Squaw developers: Nonprofit foundation would provide millions in support; details of how, though, are unclear
If you go
The Placer County Planning Commission is scheduled to hear the Squaw Valley Specific Plan on Aug. 11 at the North Tahoe Event Center in Kings Beach at 10:30 a.m., though organizers on both sides of the issue have encouraged community members to arrive early to find parking and get a good seat.
Last month’s hearing of the Martis Valley West Specific Plan, which was held in the same venue, drew more supporters than there were seats to accommodate them.
Both Keep Squaw True and the Village at Squaw Valley Redevelopment have created Facebook event pages to encourage their supporters to attend the hearing.
Visit bit.ly/1Hfvg0g to view the current project’s final environmental impact report, and other associated project details.
OLYMPIC VALLEY, Calif. — Even though the proposal to redevelop the Village at Squaw Valley hasn’t been approved, resort officials are making plans for how they’ll distribute funds from the project’s transfer fee.
A press release distributed last week by Squaw Valley Ski Holdings announced the formation of the nonprofit Squaw Valley Foundation, which would provide an initial $7.5 million to projects related to the redevelopment.
The announcement came nine days before the Placer County Planning Commission is set to hear an updated version of the proposal, formally known as the Village at Squaw Valley Specific Plan.
At a special meeting held May 14, the Squaw Valley Municipal Advisory Council voted 3-1 to recommend the plan’s denial.
The Thursday, Aug. 11, planning commission meeting is the next step in the process.
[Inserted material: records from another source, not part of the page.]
PR #5475, opened 2023-10-03
Publish the `pulse_meter` total when setting the total

### LINKED ISSUE #4941: Pulse Meter Sensor does not set Value
### The problem

Pulse Meter Sensor does not set Value. Everything works in ESPHome (dev).

2023.9.2

Home Assistant Add-on

core-2023.9.3

ESP8266

### Board

nodemcu

_No response_

### Example YAML snippet

```yaml
- platform: template
    name: "Reset 0"
    on_press:
      - pulse_meter.set_total_pulses:
         id: pulse_meter_id
         value: "0"
```

_No response_

### Additional information

_No response_

TrentHouliston:

When the pulse total count is manually set the new state should be published.
Since this sensor should be a total increasing sensor when analysing if the total drops it can be seen as a continuation point.

If the initial value you set to isn't published it's impossible to know how big the "total increase" was for the step after that.

This PR changes the set total to also publish the value. 

Also added myself to the code owners since I've touched this component enough times now that at the very least I'm probably someone to be notified for future reviews.

## Types of changes

- [ ] Other

**Related issue or feature (if applicable):** fixes https://github.com/esphome/issues/issues/4941

## Test Environment

- [ ] ESP32
- [X] ESP32 IDF
- [X] ESP8266
- [ ] RP2040

```yaml
# Reset at midnight
time:
  - platform: homeassistant
    on_time:
      seconds: 0
      minutes: 0
      hours: 0
      then:
        - pulse_meter.set_total_pulses:
            id: meter
            value: 0

sensor:
  - platform: pulse_meter
    pin: GPIO05    
    id: meter
    total:
      name: "Total Pulses"
```

## Checklist:


TrentHouliston:
By this same logic it may also makes sense to publish a 0 on boot.

However that one I can see potentially causing issues if someone is attempting to restore a saved value on boot as it would publish 0, then their restored value.

Also I'm not sure where the best place to publish a 0 on boot would be...

ssieb:
Maybe it would be worth considering adding support for restore value.

TrentHouliston:
I think for this PR it's complete as is, and there is a method that you can use to restore on boot anyway (an on boot lambda). It might be better to do it that way since then you could restore from other sources than flash.

ssieb (approved):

Just like the MAC, the planning commission’s vote is merely a recommendation to the Placer County Board of Supervisors, which has the final say in the matter.
According to last week’s press release, the Squaw Valley Foundation — not to be confused with the Squaw Alpine Foundation — will be responsible for distributing funds generated from the project’s 1.5 percent transfer fee to community and environmental initiatives, should the project be approved.
The fee would generate $7.5 million up front in developer sales, then more than $1 million annually beyond that. If the plan to redevelop is not approved, no nonprofit will be formed.
‘EMPOWER LOCAL ADVOCATES’
Still, that uncertainty hasn’t stopped Squaw Valley Ski Holdings from moving forward with plans for the foundation.
Jessica VanPernis Weaver, of JVP Communications, is handling communications for Squaw Valley Ski Holdings. In an email Friday, she said the selection of founding board members for the nonprofit is currently underway, but declined to comment further.
In a separate interview attempt from the Sierra Sun on Monday, Squaw Valley Alpine Meadows Public Relations Director Liesl Kenney declined to answer questions regarding plans for the nonprofit.
In a follow-up email Monday night, Kenney said the selection process for founding board members hasn’t started.
The press release, meanwhile, says that Squaw Foundation’s 7-person board will be made up of “a mix of local residents and business owners, second homeowners and a public service district appointee.”
The release does not specify what the selection process will entail, when it will be finalized or how the public will be invited to participate. Neither spokesperson would provide information on what the projects were that the foundation would consider or how the founding board members will be chosen.
“In creating the Squaw Valley Foundation, our intention is to empower local advocates to address issues and fund environmental, transit and recreational initiatives and further land conservation and cultural preservation within Olympic Valley,” Andy Wirth, president and CEO of Squaw Valley Ski Holdings, said in a statement. “The Squaw Valley Foundation board of directors will ultimately be the decision-makers who will manage and distribute the monies generated from the project transfer fees associated with The Village at Squaw Valley redevelopment plan.”
Thursday’s meeting at the North Tahoe Event Center in Kings Beach is expected to draw a large crowd, as both supporters of the redevelopment and its opposition have been busy encouraging residents to show up and make their opinions heard.
Minutes from the May 5 MAC meeting show that of the 24 individuals and representatives from conservation groups who spoke during public comment, only four were in favor of the redevelopment proposal.
The county’s documents note that although many people who spoke at the MAC meeting acknowledged improvements to the existing village are necessary, they said the current proposal is still too big.
In an earlier interview, Kenney said, “There’s a lot of really fervent supporters of this project, but it’s really hard to stand up in a room when everyone is very fired up and intimidating.
“You know, you get booed.”
Over the last month, Squaw Valley Ski Holdings has been working hard to encourage project supporters to voice enthusiasm for the plan, including launching the website SquawTomorrow.com, airing a television ad and offering shuttle services for supporters to get to the Aug. 11 meeting.
Meanwhile, Sierra Watch, the nonprofit behind the “Keep Squaw True” campaign, has launched similar efforts encouraging project opposition, including releasing its own promotional video and offering free T-shirts to those who join them at Thursday’s meeting.